1. The first point raised is one of res judicata. It is said that as the District Munsiff decided on 20th August, 1918, that the petition to execute the decree personally against first defendant was not barred in the absence of the first defendant, that constitutes res judicata and the respondent is debarred from raising the plea now that the execution application is out of time. The reason given by the - District Munsiff for his decision is that 12 years had not elapsed since the hypothecation became exhausted ; but the Privy Council decision in Khulna Loan Co. v. Jnanendra Nath Bose 22 C.W.N. 145, clearly lays down that the 12 years is to run from the date of the decree in the casa of a decree of the kind in question where the mortgaged properties were first to be sold and the balance, if any, realised from the other properties and parsons of the judgment-debtors. At any rate, the present application is clearly barred by Section 48, Civil Procedure Code, and the section is held by the Privy Council decision to apply to a decree of this kind.
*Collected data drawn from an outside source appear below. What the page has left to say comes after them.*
PR #7143, opened 2026-04-21
profiles: torbrowser-launcher: add no3d

cobratbq:
`no3d` added to `torbrowser-launcher`-profile.

Without GPU acceleration, even video rendering is still possible. However, with GPU acceleration and 3D rendering capabilities, and especially with whole libraries hosted in a Javascript-engine, it is easy to gain and take advantage of direct access. Considering the nature and intentions of tor-browser, it is probably best to default to disabling 3D-acceleration, unless explicitly granted.

### DIFF
--- a/etc/profile-m-z/torbrowser-launcher.profile
+++ b/etc/profile-m-z/torbrowser-launcher.profile
@@ -45,6 +45,7 @@ include whitelist-var-common.inc
 #apparmor
 caps.drop all
 netfilter
+no3d
 nodvd
 nogroups
 noinput


cobratbq:
As an aside: maybe it's better to remove `#restrict-namespaces` from the profile to avoid giving false hints. IIUC, user-namespaces are significant to browser-sandboxing and with `caps.drop all` many risks are already mitigated due to administrative capabilities being dropped prior to running the hosted child-process.

rusty-snake:
> IIUC, user-namespaces are significant to browser-sandboxing

Yes. Though seccomp + broker architecture is more.

>  caps.drop all many risks are already mitigated due to administrative capabilities being dropped prior to running the hosted child-process.

Unrelated to `restrict-namespaces`. Even with an empty bounding set in your namespace, entering a user namespaces grants you all capabilities in this namespace.

cobratbq:
> > IIUC, user-namespaces are significant to browser-sandboxing
> 
> Yes. Though seccomp + broker architecture is more.

Okay, IIUC with unprivileged user-namespaces: within the newly created user-namespace one acquires full administrative privileges. This allows setting other protective measures. However, with all capabilities accessible/available/permissable, there is also a risk that other capabilities cross the namespace-boundary (hence posing risks) and by dropping capabilities and preventing acquiring new privileges, you mitigate a significant amount of the additional surface-area for attacks.

> > caps.drop all many risks are already mitigated due to administrative capabilities being dropped prior to running the hosted child-process.
> 
> Unrelated to `restrict-namespaces`. Even with an empty bounding set in your namespace, entering a user namespaces grants you all capabilities in this namespace.

No, but that's the point. Within the namespace one has by matter of permission access to administrative privileges, but do the capabilities restrictions (e.g. `caps.drop all`) not function as a mask to prevent actually accessing/executing corresponding capabilities, even if administrative permissions are there?

IIUC `capabilities` as a kernel security module. That is, the process acquires ability to create any type of namespace, but is prevented from accessing capabilities that are not deemed relevant by firejail (profile).

Note: I understand that seccomp and bpf allow installing small "interception programs" to catch and interfere/interrupt/process specific syscalls, etc.

> Even with an empty bounding set in your namespace, ...

I think this contradicts my statement. Is there no way to make capability restrictions work witnin the namespace? I mean, that's essentially what one is aiming for to achieve, right?

rusty-snake:
user-namespaces play two roles when it comes to unprivileged sandbox creation.

First they grant you full namespaced capabilities within this namespace no matter what capabilities you had in permitted/effective or bounding set before. Capabilities like namespaced-`CAP_SYS_ADMIN` together with unshared mount namespace allow you to use mount-syscalls to create a sandboxed filesystem view. You can bind mount, mount apifs (`tmpfs`, `procfs`, ...) but not blockfs (`ext4`, ...) and change mount attributes (`ro`, `noexec`, `nosuid`, ...). Also some other stuff like a few sysctls are namespaced.

Then they are required to unshare any other namespace (network, pid, ...). Which isolates access to resources of that kind to the one available in this namespace. It's a low-level thing and what is covered by which namespaces is not that easy.

The second part is a good thing. It's not a sandbox, but can be part of it. The first part is required to effectively limit filesystem access w/o seccomp+broker, Landlock it's fully capable yet. But it also means that every process which can unshare namespaces gets access to a lot more codepaths in the kernel = attack surface.
If you only need the second part but not any namespaced capabilities, there are ways hooks for LSMs to create user namespaces with zero capabilities.

cobratbq:
I get the point you're making. I don't have anything to add atm, with my current understanding.

Actually, maybe, to add: in my understanding, it isn't that `firejail`'s ability to spawn a process in a new user-namespace is the problem. It can set desired capabilities. It is that hosted child-process can create new user-namespaces and `firejail` cannot control if and how the capabilities within those user-namespaces are bounded. (That is, if I ignore all related matters and concerns, and drill down to the core issues for this particular case.)

etc/profile-m-z/torbrowser-launcher.profile
```diff
@@ -45,6 +45,8 @@ include whitelist-var-common.inc
 #apparmor
 caps.drop all
 netfilter
+# To re-enable GPU acceleration, add `ignore no3d` to a local profile.
```
kmk3:
```suggestion
```

This is already explained in `man firejail`.

cobratbq: That is true, but this _does_ emphasize this rather invasive change from previous expectations. Anyone looking at the profile to understand what's going on, would be alerted to this fact. Is that not a desired property?

It could be of assistence to less informed/knowledgeable users.

kmk3: > That is true, but this _does_ emphasize this rather invasive change from
> previous expectations. Anyone looking at the profile to understand what's
> going on, would be alerted to this fact. Is that not a desired property?

Invasive how?

Expectations of what?

Also, the changes between releases are already listed in the RELNOTES / in the
GitHub Release.

If the user finds an issue with a profile after upgrading firejail, that would
be a good place to look at.

> It could be of assistence to less informed/knowledgeable users.

If the user is capable of finding and reading the profile, they can probably
figure out that `no3d` blocks 3D acceleration.

Especially since this is a fairly common option.

cobratbq: I'll remove it. 'Invasive' is probably wrong choice of words. It is unexpected that browser had previously enjoyed GPU acceleration, but now suddenly it does not. It seemed like anyone reading the profile would notice the addition of `no3d` more easily because the comment emphasizes it and explains how to undo.

cobratbq:
@kmk3 please check the other fix. I'm happy to separate it into a new PR if needed.

cobratbq:
On a side-note, I wonder if current firejail-profile is interfering with proper detection of GPU hardware. I get these reports, though I'm not completely sure that I am not causing this with local changes. It doesn't seem to be.

```
Crash Annotation GraphicsCriticalError: |[0][GFX1-]: glxtest: ManageChildProcess failed
 (t=0.639868) [GFX1-]: glxtest: ManageChildProcess failed

Crash Annotation GraphicsCriticalError: |[0][GFX1-]: glxtest: ManageChildProcess failed
 (t=0.639868) |[1][GFX1-]: No GPUs detected via PCI
 (t=0.639868) [GFX1-]: No GPUs detected via PCI
```

It might be connected to these `dmesg` reports:

```
[10309.722074] audit: type=1400 audit(1777313836.069:355): apparmor="DENIED" operation="file_receive" class="file" info="Failed name lookup - disconnected path" error=-13 profile="torbrowser_firefox" name="dev/dri/card0" pid=10894 comm="glxtest" requested_mask="wr" denied_mask="wr" fsuid=1001 ouid=0
[10309.724432] audit: type=1400 audit(1777313836.073:356): apparmor="DENIED" operation="file_receive" class="file" info="Failed name lookup - disconnected path" error=-13 profile="torbrowser_firefox" name="dev/dri/card0" pid=10894 comm="glxtest" requested_mask="wr" denied_mask="wr" fsuid=1001 ouid=0
```

Any chance that `/etc/apparmor.d/firejail-default` or `/etc/apparmor.d/local/firejail-default` is blocking this?

kmk3:
> @kmk3 please check the other fix. I'm happy to separate it into a new PR if
> needed.

I think it would be better as a separate PR, as `no3d` is hardening (and could
make a noticeable difference as you mentioned) and the fix allows more things.

kmk3:
> On a side-note, I wonder if current firejail-profile is interfering with
> proper detection of GPU hardware. I get these reports, though I'm not
> completely sure that I am not causing this with local changes. It doesn't
> seem to be.
> 
> ```
> Crash Annotation GraphicsCriticalError: |[0][GFX1-]: glxtest: ManageChildProcess failed
>  (t=0.639868) [GFX1-]: glxtest: ManageChildProcess failed
> 
> Crash Annotation GraphicsCriticalError: |[0][GFX1-]: glxtest: ManageChildProcess failed
>  (t=0.639868) |[1][GFX1-]: No GPUs detected via PCI
>  (t=0.639868) [GFX1-]: No GPUs detected via PCI
> ```
> 
> It might be connected to these `dmesg` reports:
> 
> ```
> [10309.722074] audit: type=1400 audit(1777313836.069:355): apparmor="DENIED" operation="file_receive" class="file" info="Failed name lookup - disconnected path" error=-13 profile="torbrowser_firefox" name="dev/dri/card0" pid=10894 comm="glxtest" requested_mask="wr" denied_mask="wr" fsuid=1001 ouid=0
> [10309.724432] audit: type=1400 audit(1777313836.073:356): apparmor="DENIED" operation="file_receive" class="file" info="Failed name lookup - disconnected path" error=-13 profile="torbrowser_firefox" name="dev/dri/card0" pid=10894 comm="glxtest" requested_mask="wr" denied_mask="wr" fsuid=1001 ouid=0
> ```
> 
> Any chance that `/etc/apparmor.d/firejail-default` or
> `/etc/apparmor.d/local/firejail-default` is blocking this?

Potentially, yes.

It could also be the upstream apparmor profile blocking it (as it says
`"profile="torbrowser_firefox"`).

Is there a change with `ignore apparmor`?

etc/profile-m-z/torbrowser-launcher.profile
kmk3: > I'll remove it. 'Invasive' is probably wrong choice of words. It is
> unexpected that browser had previously enjoyed GPU acceleration, but now
> suddenly it does not.

It seems unlikely that the tor browser would be used for graphics-intensive
browser applications, so I don't think adding `no3d` makes a functional
difference in the vast majority of cases (other than having less smooth GUI
animations).

If anything I'm surprised that this profile didn't already have `no3d`.

> It seemed like anyone reading the profile would notice the addition of `no3d`
> more easily because the comment emphasizes it and explains how to undo.

There is a balance between information that is helpful and noise.

If the point of the comment is to be a temporary notice, then it follows that
at some point it stops being useful and should be removed, which is a
maintenance burden (which is best saved for other things).

cobratbq:
Created #7152 for fixes. This PR will now only add `no3d`. It is ready.

kmk3 (approved):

The intermediate step in 1911 which was moreover dismissed and again restored in 1921 does not affect the question. Had the present application depended on the legality of the previous one, as in Lakshmanan Chetti v. Kuttyan Chetti (1901) 24 Mad. 669 there might be something to be said for the petitioner; but the present application falls within the mischief of Section 48, Civil Procedure Code, and the ruling of the Privy Council in Khulna Loan Co. v. Jnanendra Nath Bose 22 C.W.N 145, is, in my opinion, applicable.
2. The second point is that the decree is in reality two decrees and that, therefore, a new starting point for limitation begins after the hypotheca is exhausted. The point has already been dealt with and is covered by the Privy Council decision referred to.
3. The C.M.S.A, must, therefore, be dismissed with costs.